Exercise goal:
Find the lines below holding the word "method" and copy each of them.

***

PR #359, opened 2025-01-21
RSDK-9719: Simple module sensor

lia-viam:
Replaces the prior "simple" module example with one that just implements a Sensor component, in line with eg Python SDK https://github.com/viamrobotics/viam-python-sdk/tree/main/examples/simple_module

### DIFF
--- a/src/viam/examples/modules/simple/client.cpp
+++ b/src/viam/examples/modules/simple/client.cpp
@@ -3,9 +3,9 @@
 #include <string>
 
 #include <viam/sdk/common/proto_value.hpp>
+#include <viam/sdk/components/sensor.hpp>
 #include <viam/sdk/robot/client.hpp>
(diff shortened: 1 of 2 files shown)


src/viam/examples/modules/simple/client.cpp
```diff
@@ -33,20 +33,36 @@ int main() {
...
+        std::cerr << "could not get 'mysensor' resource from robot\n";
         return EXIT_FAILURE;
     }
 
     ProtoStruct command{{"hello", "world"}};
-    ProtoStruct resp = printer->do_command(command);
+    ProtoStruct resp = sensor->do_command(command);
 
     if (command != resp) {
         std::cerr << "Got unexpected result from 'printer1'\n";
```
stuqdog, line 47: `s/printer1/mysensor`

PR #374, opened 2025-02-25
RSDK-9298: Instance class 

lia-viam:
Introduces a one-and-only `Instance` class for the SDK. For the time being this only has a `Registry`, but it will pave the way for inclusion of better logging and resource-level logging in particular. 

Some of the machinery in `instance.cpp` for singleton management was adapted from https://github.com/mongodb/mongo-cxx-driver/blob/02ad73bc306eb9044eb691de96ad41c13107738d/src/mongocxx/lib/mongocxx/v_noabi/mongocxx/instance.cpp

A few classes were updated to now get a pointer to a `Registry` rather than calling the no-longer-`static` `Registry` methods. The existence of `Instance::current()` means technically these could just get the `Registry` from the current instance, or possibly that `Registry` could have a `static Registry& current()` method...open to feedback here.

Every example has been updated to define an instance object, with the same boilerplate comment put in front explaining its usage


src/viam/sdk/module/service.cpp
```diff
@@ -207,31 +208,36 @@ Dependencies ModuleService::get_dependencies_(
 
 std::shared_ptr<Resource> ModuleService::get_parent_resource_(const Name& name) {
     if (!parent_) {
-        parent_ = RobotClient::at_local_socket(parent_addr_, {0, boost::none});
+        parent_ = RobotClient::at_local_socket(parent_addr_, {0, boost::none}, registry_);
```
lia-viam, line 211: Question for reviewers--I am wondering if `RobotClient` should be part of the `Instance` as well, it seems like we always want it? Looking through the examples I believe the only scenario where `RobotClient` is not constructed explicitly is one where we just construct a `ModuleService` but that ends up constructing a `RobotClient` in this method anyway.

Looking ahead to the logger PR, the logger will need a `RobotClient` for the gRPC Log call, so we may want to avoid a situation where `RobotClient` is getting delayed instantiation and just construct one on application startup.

***

Written response:
A few classes were updated to now get a pointer to a `Registry` rather than calling the no-longer-`static` `Registry` methods. The existence of `Instance::current()` means technically these could just get the `Registry` from the current instance, or possibly that `Registry` could have a `static Registry& current()` method...open to feedback here.
lia-viam, line 211: Question for reviewers--I am wondering if `RobotClient` should be part of the `Instance` as well, it seems like we always want it? Looking through the examples I believe the only scenario where `RobotClient` is not constructed explicitly is one where we just construct a `ModuleService` but that ends up constructing a `RobotClient` in this method anyway.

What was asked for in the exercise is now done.